Provided data: Begin

PR #212, opened 2021-05-05
ENH: Add simple location identifier.

bifbof:
Added simple location identifier freq. That algorithm simply selects the location that the user spend the most time on.
Other "recipes" will be much easier to program as they build all on the same principle.

### DIFF
--- a/trackintel/analysis/location_identification.py
+++ b/trackintel/analysis/location_identification.py
@@ -37,7 +37,7 @@ def location_identifier(spts, method="FREQ", pre_filter=True, **pre_filter_kwarg
 
     References
     ----------
-    Chen, Qingqing, and Ate Poorthuis. 2021.
+    [1] Chen, Qingqing, and Ate Poorthuis. 2021.
     ‘Identifying Home Locations in Human Mobility Data: An Open-Source R Package for Comparison and Reproducibility’.
     International Journal of Geographical Information Science 0 (0): 1–24.
     https://doi.org/10.1080/13658816.2021.1887489.
--- a/trackintel/analysis/location_identification.py
+++ b/trackintel/analysis/location_identification.py
@@ -46,7 +46,7 @@ def location_identifier(sps, recipe="FREQ", pre_filter=True, **pre_filter_kwargs
     >>> ti.analysis.location_identifier(sps, pre_filter=True, recipe="FREQ")
     """
     assert sps.as_staypoints
-    sps.copy()
+    sps = sps.copy()
     if "location_id" not in sps.columns:
         raise KeyError(
             (
@@ -57,7 +57,7 @@ def location_identifier(sps, recipe="FREQ", pre_filter=True, **pre_filter_kwargs
     if pre_filter:
         f = pre_filter_locations(sps, **pre_filter_kwargs)
     else:
-        f = pd.Series([True for _ in sps.index])
+        f = pd.Series(np.full(len(sps.index), True))
 
     if recipe == "FREQ":
         recipe_val = freq_recipe(sps[f], "home", "work")
@@ -115,7 +115,8 @@ def pre_filter_locations(
 
     Examples
     --------
-    >> sps = sps[ti.analysis.pre_filter_locations(sps)]
+    >> mask = ti.analysis.pre_filter_locations(sps)
+    >> sps = sps[mask]
     """
     assert sps.as_staypoints
     sps = sps.copy()
--- a/trackintel/analysis/location_identification.py
+++ b/trackintel/analysis/location_identification.py
@@ -3,16 +3,16 @@ import pandas as pd
 import trackintel as ti
 
 
-def location_identifier(sps, recipe="FREQ", pre_filter=True, **pre_filter_kwargs):
-    """Assign "home" and "work" activity label for each user with different recipes.
+def location_identifier(spts, method="FREQ", pre_filter=True, **pre_filter_kwargs):
+    """Assign "home" and "work" activity label for each user with different methods.
 
     Parameters
     ----------
-    sps : Geodataframe (as trackintel staypoints)
+    spts : Geodataframe (as trackintel staypoints)
         Staypoints with column "location_id".
 
-    recipe : {'FREQ'}, default "FREQ"
-        Choose which recipe to use.
+    method : {'FREQ'}, default "FREQ"
+        Choose which method to use.
 
         - FREQ: "Generate a activity label per user by assigning the most visited location the label "home"
           and the second most visited location the label "work". The remaining locations get no label.
@@ -31,7 +31,7 @@ def location_identifier(sps, recipe="FREQ", pre_filter=True, **pre_filter_kwargs
 
     Note
     ----
-    The recipe are adapted from [1]. The original algorithms count the distinct hours at a
+    The methods are adapted from [1]. The original algorithms count the distinct hours at a
     location as the home location is derived from geo-tagged tweets. We directly sum the time
     spent at a location as our data model includes that.
 
@@ -44,33 +44,33 @@ def location_identifier(sps, recipe="FREQ", pre_filter=True, **pre_filter_kwargs
 
     Examples
     --------
-    >>> ti.analysis.location_identifier(sps, pre_filter=True, recipe="FREQ")
+    >>> ti.analysis.location_identifier(spts, pre_filter=True, method="FREQ")
     """
-    assert sps.as_staypoints
-    sps = sps.copy()
-    if "location_id" not in sps.columns:
+    assert spts.as_staypoints
+    spts = spts.copy()
+    if "location_id" not in spts.columns:
         raise KeyError(
             (
                 "To derive activity labels the GeoDataFrame (as trackintel staypoints) must have a column "
-                f"named 'location_id' but it has [{', '.join(sps.columns)}]"
+                f"named 'location_id' but it has [{', '.join(spts.columns)}]"
             )
         )
     if pre_filter:
-        f = pre_filter_locations(sps, **pre_filter_kwargs)
+        f = pre_filter_locations(spts, **pre_filter_kwargs)
     else:
-        f = pd.Series(np.full(len(sps.index), True))
+        f = pd.Series(np.full(len(spts.index), True))
 
-    if recipe == "FREQ":
-        recipe_val = freq_recipe(sps[f], "home", "work")
+    if method == "FREQ":
+        method_val = freq_method(spts[f], "home", "work")
     else:
-        raise ValueError(f"Recipe {recipe} does not exist.")
+        raise ValueError(f"Method {method} does not exist.")
 
-    sps.loc[f, "activity_label"] = recipe_val["activity_label"]
-    return sps
+    spts.loc[f, "activity_label"] = method_val["activity_label"]
+    return spts
 
 
 def pre_filter_locations(
-    sps,
+    spts,
     agg_level="user",
     thresh_sp=10,
     thresh_loc=10,
@@ -84,7 +84,7 @@ def pre_filter_locations(
 
     Parameters
     ----------
-    sps : GeoDataFrame (as trackintel staypoints)
+    spts : GeoDataFrame (as trackintel staypoints)
         Staypoints with the column "location_id".
 
     agg_level: {"user", "dataset"}, default "user"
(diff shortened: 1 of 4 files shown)


trackintel/analysis/location_identification.py
```diff
@@ -0,0 +1,214 @@
...
+    user_loc = user["location_id"] >= thresh_min_loc
+    user_filter_agg = user_sp & user_loc
+    user_filter_agg.rename("user_filter", inplace=True)  # rename for merging
+    user_filter = pd.merge(sps["user_id"], user_filter_agg, left_on="user_id", right_index=True)["user_filter"]
+
+    # filtering locations
+    sps["duration"] = sps["finished_at"] - sps["started_at"]
+    if agg_level == "user":
+        groupby_loc = ["user_id", "location_id"]
+    elif agg_level == "dataset":
```
hong2223, line 124: Is there a reason why we want to distinguish between these two types here (user and dataset)? 
The generation algorithm did this because sometimes locations may have meanings for several users. Here, `location_identifier` is user-specific (e.g., home) and we need to filter on the individual level? 

I think operationally it would be okay if we just include `user` agg_level. In the generation function, the location are assigned to each user even if `agg_level == "dataset"`

trackintel/analysis/location_identification.py
```diff
@@ -0,0 +1,214 @@
...
+        groupby_loc = ["location_id"]
+    else:
+        raise ValueError(f"Unknown agg_level '{agg_level}' use instead {{'user', 'dataset'}}.")
+    loc = sps.groupby(groupby_loc).agg({"started_at": [min, "count"], "finished_at": max, "duration": sum})
+    loc.columns = loc.columns.droplevel(0)  # remove possible multi-index
+    loc.rename(columns={"min": "started_at", "max": "finished_at", "sum": "duration"}, inplace=True)
+    loc["period"] = loc["finished_at"] - loc["started_at"]
```
hong2223, line 131: If I understand correctly `period` considers the time span of visits and `duration` considers only the sum of stay time?
Sometimes this gets a bit confusing. Maybe more comments and description inside the code is needed.

trackintel/analysis/location_identification.py
```diff
@@ -0,0 +1,214 @@
...
+
+def pre_filter_locations(
+    sps,
+    agg_level="user",
+    thresh_min_sp=10,
+    thresh_min_loc=10,
+    thresh_sp_at_loc=10,
+    thresh_loc_time=1,
+    thresh_loc_period=pd.Timedelta("5h"),
+):
```
hong2223, line 72: IMO, this `pre_filter` is quite specific to the `freq_recipe` function that we use, and sometimes too strict? would it be possible to **not** using some of the filters? for example, if I do not want a `thresh_min_sp` filter, what should I input here?

I realize this is the design in the original article and might be too minor for this first pull request

EDIT: I notice in the test that we can disable the filters by setting them to 0. Maybe state this in the docstring

trackintel/analysis/location_identification.py
```diff
@@ -0,0 +1,214 @@
...
+    if "location_id" not in sps.columns:
+        raise KeyError(
+            (
+                "To derive location activities the GeoDataFrame (as trackintel staypoints)must have a column "
+                f"named 'location_id' but it has [{', '.join(sps.columns)}]"
+            )
+        )
+    # then hand it to to the filter function if necessary.
+    if pre_filter:
+        f = pre_filter_locations()
```
hong2223, line 56: `pre_filter_locations()` accepts quite some parameters, do we need to give users the freedom to alter them?

trackintel/analysis/location_identification.py
```diff
@@ -0,0 +1,214 @@
...
+        Staypoints with column "location_id".
+
+    pre_filter : bool, default True
+        Prefiltering the staypoints to exclude locations with not enough data.
+        The filter function can also be accessed via `pre_filter`.
+
+    recipe : {'FREQ'}, default "FREQ"
+        Choose which recipe to use.
+        - FREQ: Select the most visited location
+        - PASS: just for decoration.
```
hong2223, line 20: delete this

trackintel/analysis/location_identification.py
```diff
@@ -0,0 +1,214 @@
...
+    loc_filter = pd.merge(sps[groupby_loc], loc_filter_agg.reset_index(), on=groupby_loc, how="left")["loc_filter"]
+
+    total_filter = user_filter & loc_filter
+
+    return total_filter
+
+
+def freq_recipe(sps, *labels):
+    """Generate a location activity per user by assigning the most visited location the label "home"
+    and the second most visited location the label "work". The remaining locations get no label.
```
hong2223, line 150: This description is very nice and should be incorporated into the recipe of the main function.

trackintel/analysis/location_identification.py
```diff
@@ -0,0 +1,214 @@
...
+    group_agg = group.groupby("location_id").agg({"duration": sum})
+    group_agg["activity_label"] = _freq_assign(group_agg["duration"], *labels)
+    group_merge = pd.merge(
+        group["location_id"], group_agg["activity_label"], how="left", left_on="location_id", right_index=True
+    )
+    return group_merge["activity_label"]
+
+
+def _freq_assign(duration, *labels):
+    """Assign labels to array with longest duration.
```
hong2223, line 200: Is this `longest duration` or `k longest duration` (here 1st is home and 2nd is work)?

trackintel/analysis/location_identification.py
hong2223, line 150: In theory, this is not restricted to home and work but can accept arbitrary labels and length? e.g., I can define my labels as ["1st", "2nd", "3rd"...]?

trackintel/analysis/location_identification.py
```diff
@@ -0,0 +1,214 @@
...
+        raise KeyError(
+            (
+                "To derive location activities the GeoDataFrame (as trackintel staypoints)must have a column "
+                f"named 'location_id' but it has [{', '.join(sps.columns)}]"
+            )
+        )
+    # then hand it to to the filter function if necessary.
+    if pre_filter:
+        f = pre_filter_locations()
+        sps = sps[f]
```
hong2223, line 57: After this filtering, the stps that we return is only a subset of the original stps? 
What do you think would be better?
- return filtered stps (like now)
- return original stps with an additional column "activity_label", the filtered records received pd.NA.

This is mostly a design issue

trackintel/analysis/location_identification.py
```diff
@@ -0,0 +1,214 @@
...
+
+    recipe : {'FREQ'}, default "FREQ"
+        Choose which recipe to use.
+        - FREQ: Select the most visited location
+        - PASS: just for decoration.
+
+    Returns
+    -------
+    Geodataframe (as trackintel staypoints)
+        With additional column assigning one of three location identies {'home', 'work', None}.
```
hong2223, line 25: might be good to state the name of the additional column. I think it's `activity_label`?

hong2223 (changes requested):
Many thanks for this **BIG** and complete pull request! Overall the framework is quite nice.

I only have some design issue comments that I think is worth discussing before merging this into trackintel. You can check them on each line

trackintel/analysis/location_identification.py
```diff
@@ -0,0 +1,214 @@
...
+    thresh_min_sp : int, default 10
+        Minimum staypoints a user must have to be included.
+
+    thresh_min_loc : int, default 10
+        Minimum locations a user must have to be included.
+
+    thresh_sp_at_loc : int, default 10
+        Minimum number of staypoints at a location must have to be included.
+
+    thresh_loc_time : int, default 1
```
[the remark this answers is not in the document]
bifbof: Yes, I was a bit undecided what to choose, a good range for `thresh_loc_period` could vary from hours to days. So first I chose a fixed integer unit for `thresh_loc_time` and then which I couldn`t use for the period.
I will change both to the same interface so that it is either a string for conversion to a timedelta, e.g. `5H` or a pd.Timedelta.

trackintel/analysis/location_identification.py
bifbof: Added a comment to clarify that.

trackintel/analysis/location_identification.py
bifbof: Added `**pre_filter_kwargs` in function definition to enable direct managment.

trackintel/analysis/location_identification.py
bifbof: I think the second variant is better as staypoints don't disappear without a notice.

trackintel/analysis/location_identification.py
```diff
@@ -0,0 +1,229 @@
+import numpy as np
+import pandas as pd
+import trackintel as ti
+
+
+def location_identifier(sps, recipe="FREQ", pre_filter=True, **pre_filter_kwargs):
```
hong2223, line 6: would be great if you could also add `location_identifier` and/or `pre_filter_locations` to the documentation.

trackintel/analysis/location_identification.py
```diff
@@ -0,0 +1,229 @@
...
+    ‘Identifying Home Locations in Human Mobility Data: An Open-Source R Package for Comparison and Reproducibility’.
+    International Journal of Geographical Information Science 0 (0): 1–24.
+    https://doi.org/10.1080/13658816.2021.1887489.
+
+    Examples
+    --------
+    >>> ti.analysis.location_identifier(sps, pre_filter=True, recipe="FREQ")
+    """
+    assert sps.as_staypoints
+    sps.copy()
```
hong2223, line 49: I think you need to write `sps = sps.copy()`
`.copy()` is not an inplace operation

trackintel/analysis/location_identification.py
```diff
@@ -0,0 +1,229 @@
...
+        raise KeyError(
+            (
+                "To derive activity labels the GeoDataFrame (as trackintel staypoints) must have a column "
+                f"named 'location_id' but it has [{', '.join(sps.columns)}]"
+            )
+        )
+    if pre_filter:
+        f = pre_filter_locations(sps, **pre_filter_kwargs)
+    else:
+        f = pd.Series([True for _ in sps.index])
```
hong2223, line 60: Maybe too nitpicking: can we replace this `forloop` with:
`pd.Series(np.full(len(sps.index), True))`

trackintel/analysis/location_identification.py
```diff
@@ -0,0 +1,229 @@
...
+    -------
+    pd.Series
+        Boolean series containing the filter as a mask.
+
+    Examples
+    --------
+    >> sps = sps[ti.analysis.pre_filter_locations(sps)]
+    """
+    assert sps.as_staypoints
+    sps = sps.copy()
```
hong2223, line 121: we do not need this now, as spt is already copied in the main function?

trackintel/analysis/location_identification.py
```diff
@@ -0,0 +1,229 @@
...
+        If str must be parsable by pd.to_timedelta.
+
+    Returns
+    -------
+    pd.Series
+        Boolean series containing the filter as a mask.
+
+    Examples
+    --------
+    >> sps = sps[ti.analysis.pre_filter_locations(sps)]
```
hong2223, line 118: might be better to write this in two lines

hong2223 (approved):
The test file looks great and almost covered everything!
I left some minor comments. It would be great to add this function to the documentation.

trackintel/analysis/location_identification.py
bifbof: Yes, but it should be possible to access the function independently. Maybe that's a bit too much.

trackintel/analysis/location_identification.py
bifbof: I have tried it, but I am not quite sure if it is correct. I just copied the code from the older docs.

abcnishant007:
@hong2223  
once the first reviewer has completed the review, what are the action items for the second/third reviewer? In case of disagreement, I see options to un-resolve the discussion and suggest changes. 
But, if the second reviewer agrees to the comments and discussions from the first reviewer, what is the action item in that case?

henrymartin1:
> 
> 
> @hong2223
> once the first reviewer has completed the review, what are the action items for the second/third reviewer? In case of disagreement, I see options to un-resolve the discussion and suggest changes.

I'd say you create your review independently and then everybody is free to reply to your requests and discuss them in case of disagreement.

trackintel/analysis/location_identification.py
hong2223: I checked and added a commit to fix the warnings in the docstring. You can test yourself by referring to our [guide ](https://github.com/mie-lab/trackintel/blob/master/CONTRIBUTING.md#documentation).

henrymartin1 (approved):
Great work! I only had some comments that probably don't really fit in this pull requests and I opened new issues for them.

trackintel/analysis/location_identification.py
```diff
@@ -0,0 +1,231 @@
...
+
+def location_identifier(sps, recipe="FREQ", pre_filter=True, **pre_filter_kwargs):
+    """Assign "home" and "work" activity label for each user with different recipes.
+
+    Parameters
+    ----------
+    sps : Geodataframe (as trackintel staypoints)
+        Staypoints with column "location_id".
+
+    recipe : {'FREQ'}, default "FREQ"
```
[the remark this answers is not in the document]
bifbof: The paper we get it from called it that way.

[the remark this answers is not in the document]
bifbof: We agreed upon changing it to "method".

trackintel/analysis/location_identification.py
```diff
@@ -143,33 +143,57 @@ def pre_filter_locations(
...
+        if "duration" not in group.columns:
+            group["duration"] = group["finished_at"] - group["started_at"]
+        # pandas keeps inner order or groups
+        sps.loc[sps["user_id"] == name, "activity_label"] = _freq_transform(group, *labels)
+    return sps
 
 
-def _freq_transform(duration, *labels):
+def _freq_transform(group, *labels):
     """Transform function that assigns the longest visited data point the labels in order.
```
abcnishant007, line 197: possibly confusing statement: _assigns the longest visited data point the labels in order_

abcnishant007 (changes requested):
@hong2223 during the review, are we allowed to request changes for trivial issues like typos/confusing inline comments?

trackintel/analysis/location_identification.py
```diff
@@ -1,41 +1,74 @@
-def location_identifier(sps, pre_filter=True, recipe="FREQ"):
-    """
+def location_identifier(sps, pre_filter=True, receipt="FREQ"):
+    """Finde home and work/location for each user with different receipts.
```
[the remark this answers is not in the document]
bifbof: Was already changed in a earlier commit.

trackintel/analysis/location_identification.py
bifbof: Tried to improve the docstring.

abcnishant007 (approved):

Provided data: End

- Activity: Take each line above that contains "second" and copy it out.

- Task response:
           and the second most visited location the label "work". The remaining locations get no label.
+    and the second most visited location the label "work". The remaining locations get no label.
bifbof: I think the second variant is better as staypoints don't disappear without a notice.
once the first reviewer has completed the review, what are the action items for the second/third reviewer? In case of disagreement, I see options to un-resolve the discussion and suggest changes. 
But, if the second reviewer agrees to the comments and discussions from the first reviewer, what is the action item in that case?
> once the first reviewer has completed the review, what are the action items for the second/third reviewer? In case of disagreement, I see options to un-resolve the discussion and suggest changes.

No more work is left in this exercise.